Je suis libéral par philosophie

Quel étrange paradoxe !

Il peut exister des libéraux économiques qui ne sont pas vraiment pour la liberté individuelle (ne riez pas, j’en connais au moins un). Mais il n’existe pas de libéraux philosophiques qui soient contre l’économie de marché.

Je suis un libéral par philosophie. Je veux que tous les êtres humains soient libres.

Je veux que les êtres humains pensent, agissent, circulent, s’expriment sans aucune autre contrainte que la Loi. Et pour moi, cette loi doit-être la plus simple et la plus générique possible.Oui, je suis pour une liberté totale d’expression, même si elle me dérange.

Et par conséquence, je suis pour la liberté d’entreprendre, pour la liberté de s’enrichir et même la liberté de ne rien faire du tout.

Il faut juste en assumer les conséquences.

Si quelqu’un choisi de ne rien faire, c’est son problème. Qu’il ne vienne pas après réclamer de l’argent à la société pour vivre.

Par contre si quelqu’un chute dans sa vie, il peut avoir besoin qu’on l’aide pour redémarrer. Mais cette chute doit s’accompagner de conséquences.
Il existe en Alsace une loi sur la faillite personnelle. Vous avez des dettes, on vous prend tout, mais vraiment tout et après vous n’avez plus de dettes. C’est certes très violent, mais vous pouvez repartir sur de bonnes bases.

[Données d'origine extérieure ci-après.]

PR #483, opened 2024-06-30
Update readme

ksuderman:
Add instructions for installing and configuring dnsmasq on Debian and Fedora based systems.


ksuderman:
This still needs testing on the above named systems before merging.

nuwang (approved):

PR #484, opened 2024-07-05
[TEST] downgrade k8s version to 1.24 

anilthanki:
This is mostly a test to see if we can run 5.5.0 with k8s version 1.24, to inform our update strategy. We don't intend to merge this, just piggy bagging on the CI.


nuwang:
Assuming this is no longer needed.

Au lieux de ça, dans ce pays, quand vous chutez, on ne vous prend rien tout de suite, mais lentement et sûrement au fil des jugements des tribunaux, on  vous prend qui ceci, qui cela. Vous vivez en permanence dans l’incertitude. Et si vous avez de la chance, vous pouvez vous relever, mais en titubant. Vous n’êtes jamais à l’abri d’une saisie ou de quelque chose que vous n’aviez pas pris en compte.

Je le sais, je l’ai vécu.

On veut protéger l’emprunteur contre lui-même et l’emprunté contre l’emprunteur…

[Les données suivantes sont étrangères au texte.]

PR #485, opened 2024-07-10
Check that the appVersion matches version returned by /api/version

ksuderman:
I frequently forget to update the `appVersion` in the `Chart.yaml` when the Galaxy version changes.  This PR adds a test that compares the `appVersion` in the `Chart.yaml` with the version info returned by the `/api/version` endpoint and fails if they are not the same.

### DIFF
--- a/.github/workflows/test.yaml
+++ b/.github/workflows/test.yaml
@@ -64,3 +64,21 @@ jobs:
       - name: Print workflow handler log
         run: bash -c "kubectl logs -n galaxy $(kubectl -n galaxy get pods | grep -o '[^ ]*galaxy-workflow[^ ]*')"
         if: always()
+      - name: Print service info
+        run: kubectl get svc -n galaxy
+        if: always()
+      - name: Print nginx service info
+        run: kubectl describe svc -n galaxy galaxy-nginx
+        if: always()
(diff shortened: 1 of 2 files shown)


nuwang (approved):
This is great! Thanks for this fix.

.github/workflows/test.yaml
```diff
@@ -64,3 +64,21 @@ jobs:
...
         run: bash -c "kubectl logs -n galaxy $(kubectl -n galaxy get pods | grep -o '[^ ]*galaxy-workflow[^ ]*')"
         if: always()
+      - name: Print service info
+        run: kubectl get svc -n galaxy
+        if: always()
+      - name: Print nginx service info
+        run: kubectl describe svc -n galaxy galaxy-nginx
+        if: always()
+      - name: Check appVersion
+        if: always()
```
nuwang, line 74: What does always() do btw? Do we need it here?

ksuderman: The test will always run even if previous tests have failed.  It is likely not necessary here, and actually the two tests that do nothing by print the output of `kubectl` could be folded into the `appVersion` check.  We likely want the `appVersion` check to always run to catch as many problems as possible at once.

PR #486, opened 2024-07-11
Fix s3csi path & readme

bravo325806:
I found no subpath when using s3csi. The readme refdata.type is for using s3csi not s3fs


ksuderman:
Thanks for the PR.  We are investigating as the `subPath` should be found.

bravo325806:
Hi ksuderman

This error occurs if there are subpath, and I use no subpath only see the byhand managed two folder
``` Error: failed to create subPath directory for volumeMount "refdata-gxy" of container "galaxy-init-mounts" ```

I found older versions don't have subpath. If the path of s3 has not changed from the old version to the current version, there should be no need to add a new subpath.

nuwang:
@bravo325806 Can you clarify what you meant by "I found older versions don't have subpath"? Are you trying to upgrade or is this a fresh install?

The subPath is not cvmfs specific and is needed for the bucket too: http://biorefdata.s3-website-ap-southeast-2.amazonaws.com/#galaxy/v1/

bravo325806:
@nuwang Sorry I didn't make this part clear. I used v5.1.0
https://github.com/galaxyproject/galaxy-helm/blob/v5.1.0/galaxy/templates/deployment-web.yaml#L138-L139
Now I have upgrade to v5.15.0, but what I see in the new version is that there is a subpath option https://github.com/galaxyproject/galaxy-helm/blob/v5.15.0/galaxy/templates/deployment-web.yaml#L135-L137

Because values.yaml
The prefix /galaxy/v1/data.galaxyproject.org is already preset
https://github.com/galaxyproject/galaxy-helm/blob/v5.15.0/galaxy/values.yaml#L453

Ｍaybe we can only change values.yaml?

ksuderman:
@bravo325806 I made a PR to your PR as jobs that are run also mount the refdata PV and should not include the `subpath`  when using the s3csi.

Also, that table of values in the README.md is generated by a script from comments in the `values.yaml` file, so I updated the comment to match your update to the readme so they don't get lost the next time we generate that table.

As soon as you merge those changes we can go ahead and merge your PR.

bravo325806:
@ksuderman I have merged your PR, Thanks

nuwang (commented):
Thanks both for persevering with these fixes + testing. The changes lgtm!

Issue #494, opened 2024-08-06
`post-install-cvmfs-fix` dosent-work when CVMFS is deployed as external dependency 


NilsKrattinger:
Hi, 

It seems that the `post-install-cvmfs-fix` is not able to terminate / run when `cvmfs` is deployed in another namespace.
I think this is because the namespace is retrieved from the `.Release`. in `configmap-cvmfs-fix` [example](https://github.com/galaxyproject/galaxy-helm/blob/91e11e0dfbaae3f48e04636eeaf42a7ca40cd890/galaxy/templates/configmap-cvmfs-fix.yaml#L11).

I don't have the history of the reason for this workaround, and I don't know if it's necessary even when CVMFS is deployed cluster-wide (I think it is).

If the fix is necessary, could we set the CVMFS namespace as a value?  This would probably require a dedicated SA with permissions on the CVMFS namespace.

If not, should the fix be conditional on `cvmfs.deploy` ?

If you could point me in the right direction here, I'd be happy to do this PR!

Pod Logs : 
```
 kubectl logs -n galaxy-dev dev01-post-install-cvmfs-fix-job-mqr62
---
Waiting on nodeplugin pod to enter 'Running' status. Currently ''.
Waiting on nodeplugin pod to enter 'Running' status. Currently ''.
Waiting on nodeplugin pod to enter 'Running' status. Currently ''.
Waiting on nodeplugin pod to enter 'Running' status. Currently ''.
Waiting on nodeplugin pod to enter 'Running' status. Currently ''.
Waiting on nodeplugin pod to enter 'Running' status. Currently ''.
Waiting on nodeplugin pod to enter 'Running' status. Currently ''.
Waiting on nodeplugin pod to enter 'Running' status. Currently ''.
Waiting on nodeplugin pod to enter 'Running' status. Currently ''.
Waiting on nodeplugin pod to enter 'Running' status. Currently ''.
Waiting on nodeplugin pod to enter 'Running' status. Currently ''.
Waiting on nodeplugin pod to enter 'Running' status. Currently ''.
Waiting on nodeplugin pod to enter 'Running' status. Currently ''.
```

ksuderman:
Yeah, it looks like the fix assumes CVMFS will be in the `.Release.Namespace`. We could do with better logic when it comes to locating the CVMFS `nodeplugin`.  It might also be a good idea to make the fix conditional on a flag set in the `values.yaml` file; something like `cvmfs.enable-fix=false`.

[...]

PR #498, opened 2024-08-12
Make CVMFS fix configurable

NilsKrattinger:
Add a option to not deploy the CVMFS-fix. 
~Add ability to restart nodeplugin even if deployed on other namespace~ 
Add condition to not create the cvmfs-fix configmap if CVMFS isn't used / deployed as CSI for refdata. 

Close [#494](https://github.com/galaxyproject/galaxy-helm/issues/494).
~Impact #441.~


galaxy/templates/rbac-fix-cvmfs.yaml
```diff
@@ -0,0 +1,42 @@
...
+rules:
+- apiGroups: [""]
+  resources: ["pods"]
+  verbs: ["get", "list","watch","delete"]
+---
+kind: RoleBinding
+apiVersion: rbac.authorization.k8s.io/v1
+metadata:
+  name: {{ include "galaxy.fullname" . }}-cvmfs-fix
+  namespace: {{ .Values.cvmfs.externalCvmfsNamespace }}
```
nuwang, line 31: In general, I think it's preferable to constrain the helm chart to a single namespace. We don't want to expand the security footprint where it reaches across to other namespaces. Therefore, I think that if someone wants to create this service account, they do so manually, and we just document it.

nuwang (commented):
Thanks for this fix @NilsKrattinger. My only suggestion is that we add the `deployPostInstallFix` flag only, and remove the `externalCvmfsNamespace` option. This fix was never meant to be permanent, just a temporary workaround till the upstream csi chart is fixed. I think it's preferable to simply document the steps or manually restart the csi pods instead.

NilsKrattinger:
@nuwang, I have removed the ability to restart the external Nodepluing CVMFS. 

Changes:
- Add a option to not deploy the CVMFS-fix. ``
- Add condition to not create the cvmfs-fix configmap if CVMFS isn't used / deployed as CSI for refdata.

Close #494.

nuwang:
@NilsKrattinger Thanks for the changes. @ksuderman is also investigating whether this may have been fixed upstream, and hopefully he has some good news to share.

On fini par ne protéger personne. La culture du risque n’existe alors plus. Les forces qui agissent pour tendre vers l’équilibre n’existent plus, et tout le monde est perdant.

Actuellement, notre société n’est pas libre et l’est de moins en moins. Je n’ai plus le droit de faire une blague sur les juifs ou les homosexuels sans qu’immédiatement on me regarde courroucé. J’écoutais avec plaisir un sketch de Pierre Desproges qui n’a pas encore été attaqué par une quelconque association uniquement parce que Desproges est un monstre sacré.

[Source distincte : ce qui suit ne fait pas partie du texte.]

PR #501, opened 2024-09-11
Update dependency charts; save outputs to working dir

afgane:
I tested the updated deps on a K32 (1.30) cluster and worked as expected.

The outputs_to_working_directory option was a conclusion from a recent discussion.

### DIFF
--- a/.vscode/settings.json
+++ b/.vscode/settings.json
@@ -1,0 +1,3 @@
+{
+    "ansible.python.interpreterPath": "/Users/ea/opt/anaconda3/bin/python"
+}
--- a/.vscode/settings.json
+++ b/.vscode/settings.json
@@ -1,3 +1,0 @@
-{
-    "ansible.python.interpreterPath": "/Users/ea/opt/anaconda3/bin/python"
-}
--- a/galaxy/Chart.yaml
+++ b/galaxy/Chart.yaml
@@ -22,14 +22,14 @@ dependencies:
       - deploy-s3csi
   - name: galaxy-cvmfs-csi
     repository: https://raw.githubusercontent.com/cloudve/helm-charts/master/
-    version: 2.4.0
+    version: 2.5.0
     condition: cvmfs.deploy
     alias: cvmfs
     tags:
       - deploy-cvmfs
   - name: rabbitmq-cluster-operator
     repository: https://charts.bitnami.com/bitnami
-    version: 2.6.12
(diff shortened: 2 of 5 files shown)


.vscode/settings.json
ksuderman, line 1: This file should be in .gitignore?

ksuderman (changes requested):

.vscode/settings.json
afgane: Yes. That file should not have been committed...

afgane:
I don't understand what's going on with the tests so I hope it is transient. What worked a few hours ago on a VM now doesn't  so I'll just wait a bit for now.

```
Downloading postgres-operator from repo https://opensource.zalando.com/postgres-operator/charts/postgres-operator/
Save error occurred:  could not download postgres-operator-1.9.0.tgz: non-absolute URLs should be in form of repo_name/path_to_chart, got: postgres-operator-1.9.0.tgz
Error: could not download postgres-operator-1.9.0.tgz: non-absolute URLs should be in form of repo_name/path_to_chart, got: postgres-operator-1.9.0.tgz
```

galaxy/Chart.yaml
```diff
@@ -22,14 +22,14 @@ dependencies:
...
-    version: 2.4.0
+    version: 2.5.0
     condition: cvmfs.deploy
     alias: cvmfs
     tags:
       - deploy-cvmfs
   - name: rabbitmq-cluster-operator
     repository: https://charts.bitnami.com/bitnami
-    version: 2.6.12
+    version: 4.3.22
```
nuwang, line 32: It looks like there have been two major version changes. Have these changed the yaml configs in anyway?

afgane: I don't think so. These are the only notes I was able to find re. the release/upgrade process and nothing there seems to conflict with our setup: https://github.com/bitnami/charts/tree/main/bitnami/rabbitmq-cluster-operator#to-400

I launched 3 clusters with this version and ran a few IWC workflows, all of which worked as expected.

nuwang (approved):
Looks great! Would `outputs_to_working_directory` solve the permission issue that was encountered?

ksuderman:
> Looks great! Would `outputs_to_working_directory` solve the permission issue that was encountered?

Good questions!  I'll test it.

nuwang (approved):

Les Juifs by pierredesproges

Mais dire ce sketch est maintenant impensable de nos jours ! On ne peut plus le dire.

Vous appelez ça être libre vous ? Pas moi.

Être libéral par philosophie implique que parfois, on doit laisser les extrêmes s’exprimer, mais s’ils prônent la suppression des libertés. Et réciproquement, si d’aucun est « anti-libéral » c’est qu’il est par nature contre la liberté.

Le plus dur quand on se converti au libéralisme n’est pas de le dire en public (quoique). C’est surtout d’accepter que nous n’avons de contrôle sur rien et qu’il faut accepter que ses idées, ses projets, ses actions obéissent à la loi des marchés car ce qui est la base du libéralisme c’est la liberté, et cette idée déplaît à beaucoup qui pensent qu’ils doivent contraindre le monde à leur idées, leurs projets, leurs actions.

La société humaine est un système chaotique auto-stable. Si vous proposez quelque chose qui n’aura pas de réponse du marché, alors inutile d’insister trop longtemps.

C’est valable pour toute chose. Ce sont les lois sur la protection des « plus faibles » qui est la cause de la déchéance des plus faibles.

Et si vous pensez que le plus faible ne pourra jamais rien faire contre les plus forts, essayez de dormir avec un moustique…

Les dinosaures étaient les plus forts, mais ils ont disparu.  Dans les années 1960, tout le monde pensait qu’IBM allait dominer le marché de l’informatique, dans les années 90 que Microsoft allait écraser le marché du PC et qu’Apple allait disparaître… Rien n’a été plus faux.

Même les monopoles disparaissent avec le temps. Si l’URSS a fini par disparaître, c’est que sur la marché de la politique, le collectivisme ne répondait pas à un besoin. Si le collectivisme était à ce point bon pour nous, nous serions tous communistes, et c’est très loin d’être le cas.

Les Hommes doivent être libre et répondre librement à des stimulus eux-mêmes librement mis en place.

Et je suis prêt à mourir en défendant cette idée.